A significant number of children and young adults with diabetes may not be getting the routine tests recommended for managing the disease, according to a study out Monday.
Researchers found that of more than 1,500 young people with either type 1 or type 2 diabetes, about one-third had not undergone eye exams or had tests of long-term blood sugar control as recommended by the American Diabetes Association (ADA).
According to ADA guidelines—the main ones doctors follow for managing diabetes—children and young adults with the disease should have a hemoglobin A1C test at least twice a year (or three times if they are on insulin).
The blood test gives a snapshot of a person's blood sugar control over the past few months, and is considered key in managing diabetes long term. In this study, 32 percent of kids and young adults were not getting the test as often as the ADA advises.
A similar number, 34 percent, were not getting eye exams as recommended; the ADA says those should be done once a year in everyone with type 2 diabetes, and in anyone who has had type 1 diabetes for at least five years and is at least 10 years old.
Diabetes can damage the blood vessels of the eyes, even in young people, and regular eye exams are considered key to spotting and treating those problems early.
ADA recommendations are the most widely used guidelines for treating diabetes, said Beth Waitzfelder, an investigator at the Kaiser Permanente Center for Health Research in Honolulu who led new study.
It's not clear why some young people were not getting all the suggested tests. But the research offers some clues, according to Waitzfelder.
In general, she told Reuters Health in an email, older teenagers and young adults were less likely than younger kids to be compliant.
That may be because they're not as vigilant with their diabetes care as their parents were, Waitzfelder speculated. Or it could be lack of insurance, or a change in doctors, she said.
Children from low-income families were also less likely to get all the recommended tests. Those whose families made upwards of $75,000 a year were about 65 percent more likely to have had the tests as those whose families made less than $25,000.
That was with insurance coverage taken into account. "Even among individuals with diabetes who have insurance," Waitzfelder said, "we know that the co-payments for healthcare services, medications and diabetes supplies can be difficult for some families to manage."
The results, reported in the journal Pediatrics, are based on surveys of 1,514 U.S. children, teenagers and young adults.
Most—85 percent—had type 1 diabetes, which is caused by an abnormal immune system attack on the pancreas cells that make the blood-sugar-regulating hormone insulin. The rest had type 2 diabetes, in which the body's ability to use insulin to control blood sugar is impaired.
The group was doing fairly well when it came to certain ADA-recommended tests. Nearly all—95 percent—got regular blood pressure checks, while 88 percent had had their cholesterol checked at least once (or once a year if they were 18 or older).

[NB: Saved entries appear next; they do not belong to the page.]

PR #2239, opened 2026-05-29
refactor[planner] split provider-agnostic core from planner

nwangfw:
## Pull Request Description

The PRs aim to refactor planner core logics to support different providers to develop their implementation without any conflict.

### DIFF
--- a/apps/console/api/planner/impl/backend.go
+++ b/apps/console/api/planner/impl/backend.go
@@ -51,12 +51,6 @@ type provisionResponseLogger interface {
 	LogProvisionResponse(jobID string, prov *rmtypes.ProvisionResult, spec rmtypes.ResourceProvisionSpec)
 }
 
-// provisionOverride is an optional capability to bypass the real RM call
-// and supply a ProvisionResult directly.
-type provisionOverride interface {
-	TryProvisionOverride(req *plannerapi.EnqueueRequest) (*rmtypes.ProvisionResult, bool)
-}
-
 // backendFactory constructs a plannerBackend for a provisioner type.
 type backendFactory func(prov provisioner.Provisioner) plannerBackend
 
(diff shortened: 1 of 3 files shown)


apps/console/api/planner/impl/backend.go
```diff
@@ -0,0 +1,147 @@
...
+func (b *defaultPlannerBackend) Schedule(_ context.Context, req *plannerapi.EnqueueRequest) (rmtypes.ResourceProvisionSpec, string, int, error) {
+	spec := rmtypes.ResourceProvisionSpec{
+		Credential: rmtypes.ResourceCredential{Provider: b.provider},
+	}
+	if req == nil || req.ModelTemplate == nil {
+		return spec, "", 0, nil
+	}
+	gpuType, gpusPerReplica, err := decodeAcceleratorFromTemplate(req.ModelTemplate)
+	if err != nil {
+		return rmtypes.ResourceProvisionSpec{}, "", 0, err
```
DwyaneShi: let's return nil instead of rmtypes.ResourceProvisionSpec{}

apps/console/api/planner/impl/planner.go
```diff
@@ -174,28 +177,58 @@ func (q *Planner) process(jobID string) {
...
 		return
 	}
-	q.mu.Lock()
-	q.jobs[jobID].provisionID = provResult.ProvisionID
-	q.mu.Unlock()
+
+	// Optional backend override can bypass real RM provisioning.
+	var provResult *rmtypes.ProvisionResult
+	overrode := false
+	if override, ok := q.backend.(provisionOverride); ok {
```
DwyaneShi: Left an offline message regarding the purpose of provisionOverride

nwangfw: Had the offline discussion regarding to have mock backend rather than adding this override logic here.  Remove the overwrite logic entirely in this PR.

apps/console/api/planner/impl/backend.go
nwangfw: Used named return + bare return to avoid the redundant rmtypes.ResourceProvisionSpec{} on the error path. Let me know if that addresses this issue.

DwyaneShi (approved):
LGTM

When it came to tests of kidney function, 83 percent were getting them as often as the ADA recommends. Diabetes can eventually lead to kidney disease, so yearly urine tests are suggested—starting at age 10 for children who've had type 1 diabetes for at least five years.

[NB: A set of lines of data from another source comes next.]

PR #2330, opened 2026-06-12
Fix BlockHashes cache key identity

### LINKED ISSUE #2329: BlockHashes cache keys can conflate distinct KV cache entries
# AIBrix Bug Report

## 🐛 Describe the bug

`BlockHashes` cache keys can collapse distinct KV cache entries when different block-hash sequences share the same last block hash and block count.

In `python/aibrix_kvcache/aibrix_kvcache/cache_hashable.py`, `BlockHashes.__eq__` compares only the final block hash and the number of blocks, and `BlockHashes.__hash__` hashes only the final block hash plus the number of blocks. `BlockCacheKey` then hashes and compares only `query`, ignoring `prefix`. As a result, L1 cache entries built from different prefixes or different earlier block hashes can be treated as the same key.

This is security-relevant for KV cache reuse. In multi-tenant or shared-cache deployments, an incorrect cache hit can reuse KV tensors from a different prompt/model context, potentially causing response contamination or leakage of another request's prompt context. The built-in Python `hash(str)` also makes the hash value non-deterministic across interpreter processes, although the equality confusion is the main issue.

Affected code paths observed:

- `python/aibrix_kvcache/aibrix_kvcache/cache_hashable.py`
  - `BlockHashes.__eq__`
  - `BlockHashes.__hash__`
  - `BlockCacheKey.__hash__`
  - `BlockCacheKey.__eq__`
- `python/aibrix_kvcache/aibrix_kvcache/l1/l1_cache.py`
  - `L1Cache._put_mrs_impl`
  - `L1Cache.acquire`
  - `L1Cache.exists`
  - `L1Cache.delete`
- `python/aibrix_kvcache/aibrix_kvcache/l2/l2_cache.py`
  - block-hash mode in `_cache_block_keys`

## Steps to Reproduce

1. Use the `BlockHashes` API path with two different block-hash sequences that have the same final block hash and the same block count:

   ```python
   from aibrix_kvcache.cache_hashable import BlockHashes, KVCacheKey

   block_ntokens = 16

   a = BlockHashes(["hA", "hB", "hC"], block_ntokens)
   b = BlockHashes(["hX", "hY", "hC"], block_ntokens)

   assert a != b  # expected, but this currently fails
   ```

2. Build per-block cache keys as L1 does, where the first two hashes are prefix and the last hash is the queried block:

   ```python
   ka = KVCacheKey(a[:32], a[32:48])
   kb = KVCacheKey(b[:32], b[32:48])
   ```

3. Observe that the keys compare equal and collide in a Python dictionary:

   ```python
   print(a == b)
   print(hash(a) == hash(b))
   print(ka == kb)
   print(hash(ka) == hash(kb))

   cache = {ka: "cached KV for sequence hA,hB,hC"}
   print(cache.get(kb))
   ```

4. Actual behavior:

   ```text
   BlockHashes equal: True
   BlockHashes hashes equal: True
   KVCacheKey equal: True
   KVCacheKey hashes equal: True
   Lookup with different prefix/same final block: cached KV for sequence hA,hB,hC
   ```

5. The same issue is reachable through L1 cache operations because `L1Cache._put_mrs_impl` stores `KVCacheKey(block_prefix, block_query)`, while `L1Cache.acquire`, `exists`, and `delete` look up keys using the same equality semantics.

6. In L2 block-hash mode, `_cache_block_keys` builds backend keys from only the current `BlockHashes` slice:

   ```python
   "".join(query[i : i + self.block_ntokens]).encode("utf-8")
   ```

   This also omits prefix, position, model id, and tenant identity unless the caller has already encoded all of those into each block hash.

## Expected behavior

Distinct KV cache entries should not compare equal unless their security-relevant identity is the same.

For block-hash keys, the equality and hash material should include enough information to distinguish:

- full block-hash sequence or cumulative prefix commitment,
- block position,
- prefix/query boundary where relevant,
- model identity or namespace,
- tenant/request isolation material when used in multi-tenant deployments.

At minimum, the cache layer should not silently assume that the caller-provided last block hash already commits to all prior blocks, model identity, and block position without enforcing or validating that invariant.

## Environment

- AIBrix version: repository commit `0b026afe50a3f967e2d60e688945ae96`
- Deployment environment: source checkout / static audit
- Component: `python/aibrix_kvcache`
- Cache mode: `BlockHashes` public API path
- Default-related note: `AIBRIX_KV_CACHE_OL_TOKEN_VALIDATION_ENABLED` defaults to disabled, so compact layout is used and block-hash mode does not have token validation as a fallback.
- Existing issue search: no matching issue found for `BlockHashes cache_hashable`, `KVCache BlockHashes`, or `cache_hashable BlockCacheKey` via `gh issue list`.

3em0:
## Summary
- compare and hash BlockHashes using the full block hash sequence and block size
- include prefix context in BlockCacheKey identity
- build L2 BlockHashes backend keys from the full accumulated block sequence digest
- add regression coverage for the BlockHashes collision case

Fixes #2329

## Testing
- python -m py_compile python/aibrix_kvcache/aibrix_kvcache/cache_hashable.py python/aibrix_kvcache/aibrix_kvcache/l2/l2_cache.py python/aibrix_kvcache/tests/test_l1cache.py python/aibrix_kvcache/tests/test_l2cache.py
- lightweight local reproduction confirming distinct BlockHashes/KVCacheKey values no longer collide

## Not run
- python -m pytest python/aibrix_kvcache/tests/test_l1cache.py::test_block_hashes_use_full_sequence_for_identity python/aibrix_kvcache/tests/test_l1cache.py::test_block_cache_key_includes_prefix python/aibrix_kvcache/tests/test_l1cache.py::test_block_hashes_hash_is_stable_across_processes python/aibrix_kvcache/tests/test_l2cache.py::test_block_hash_l2_keys_include_prefix (local environment is missing test/runtime dependencies such as redis/torch)

### DIFF
--- a/python/aibrix_kvcache/aibrix_kvcache/cache_hashable.py
+++ b/python/aibrix_kvcache/aibrix_kvcache/cache_hashable.py
@@ -12,6 +12,7 @@
 # See the License for the specific language governing permissions and
 # limitations under the License.
 
+import hashlib
 from abc import ABC, abstractmethod
 from typing import List, Sequence, TypeAlias
 
@@ -19,7 +20,6 @@ import numpy as np
 from farmhash import FarmHash32
 
 from .common import CachedPyObjectBase
-from .utils import hash_combine_128
 
 
 class KVCacheHashable(ABC):
@@ -230,6 +230,22 @@ class TokenListView(CachedPyObjectBase, KVCacheIds):
 BlockHashList: TypeAlias = List[str]
 
 
+def _digest_block_hashes(data: BlockHashList, block_ntokens: int) -> bytes:
+    hasher = hashlib.blake2b(digest_size=16)
+    hasher.update(block_ntokens.to_bytes(8, "little", signed=False))
+    hasher.update(len(data).to_bytes(8, "little", signed=False))
+    for block_hash in data:
+        encoded = block_hash.encode("utf-8")
+        hasher.update(len(encoded).to_bytes(8, "little", signed=False))
+        hasher.update(encoded)
+    return hasher.digest()
+
+
+def _hash_block_hashes(data: BlockHashList, block_ntokens: int) -> int:
+    digest = _digest_block_hashes(data, block_ntokens)
+    return int.from_bytes(digest[:8], "little", signed=False)
+
+
 def is_block_hash_list_type(data) -> bool:
     if not isinstance(data, List):
         return False
@@ -306,20 +322,19 @@ class BlockHashes(CachedPyObjectBase, KVCacheIds):
     def __eq__(self, other):
         if not isinstance(other, BlockHashes):
             return False
-        # we assume a block hash includes the information of both position and
-        # all tokens belonging to this block, therefore, we only need to check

"It is important for parents and youth with diabetes to be aware of these guidelines," Waitzfelder said.
She suggested that they learn more about the recommendations from the ADA or other groups, like the Juvenile Diabetes Research Foundation International. Then they can bring any questions to their doctors.
In this study, children and young adults who were seeing an endocrinologist, doctors whose specialty includes diabetes care, were more likely to have received all the recommended tests compared with their counterparts seeing a "generalist" doctor.
So it's possible, Waitzfelder said, that generalists are less aware of the ADA guidelines than endocrinologists are.